Afin de répondre à l’ensemble de ces questions, il semblerait nécessaire de décrypter, dans un premier temps, la méthodologie employée par ces agences lors d’une attribution d’une note souveraine.

Rappel des critères de notation des agences

Le système employé par la plupart des agences de notation repose sur une analyse d’un certain nombre de facteurs à la fois qualitatifs et quantitatifs ayant pour objectif de déterminer la volonté et surtout la capacité d’un Etat à rembourser sa dette. Chacun de ces facteurs se voit attribuer un score individuel afin de constituer la note globale.

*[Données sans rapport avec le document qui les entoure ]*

PR #204, opened 2017-08-11
Update Postgres version in bosh-lite opsfile

tcdowney:
Make the bosh-lite Postgres version match the [use-postgres.yml](https://github.com/cloudfoundry/cf-deployment/blob/develop/operations/use-postgres.yml) opsfile.

We would like to use this version since it supports SSL.

Thanks!
@tcdowney && @jenspinney

### DIFF
--- a/operations/bosh-lite.yml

Le facteur institutionnel et politique, de nature purement qualitatif, évalue l’équilibre des institutions et des politiques de l’Etat et leurs capacités à assurer une croissance économique stable et des soldes budgétaires soutenables en tenant compte des tendances historiques de l’économie. Le score attribué est le plus souvent basé sur les études de tiers tels que celles publiées par la Banque Mondiale ou Transparence International ayant pour objectif de donner un avis globale sur  la transparence et la fiabilité des institutions ainsi que les éventuels risques géopolitiques auxquels l’Etat serait potentiellement soumis.

La France continue à garder une solide réputation auprès de la communauté internationale en termes de transparence de ses politiques, de plus elle présente des  risques géopolitiques faibles avec très peu de difficultés liées à la corruption du gouvernement ou d’autorités structurant du pays. Concrètement, le sujet n’est pas là. Malgré un déficit budgétaire historique assez important, la France n’a pas connue de banqueroute depuis plus de deux siècles et le risque d’une faillite potentielle dans un proche avenir est loin d’être envisageable.

Des ajustements du score attribué ici ont fréquemment lieu en ce qui concerne les pays directement impactés par un organisme supranational, tel que l’Union Européenne dans le cas de la France. En effet, le score s’ajuste à la hausse si l’appartenance à l’union facilite par exemple l’accès aux sources de financements  exceptionnels. Dans le cas contraire, la note s’ajuste à la baisse. Il est donc envisageable que la mise en place du mécanisme Européen de stabilité (MSE) MSE cette année ne fait que renforcer un score maximal dans cette catégorie.

Le facteur économique  repose sur une évaluation du potentiel de croissance économique compte tenu de la structure et de la richesse de l’économie réelle. Le score ci-attribué se base sur des critères, là encore quantitatifs et qualificatifs en tenant compte des éléments tels que le PIB par habitant, les perspectives d’évolution de celui-ci ainsi que la diversité  et la stabilité du tissu économique.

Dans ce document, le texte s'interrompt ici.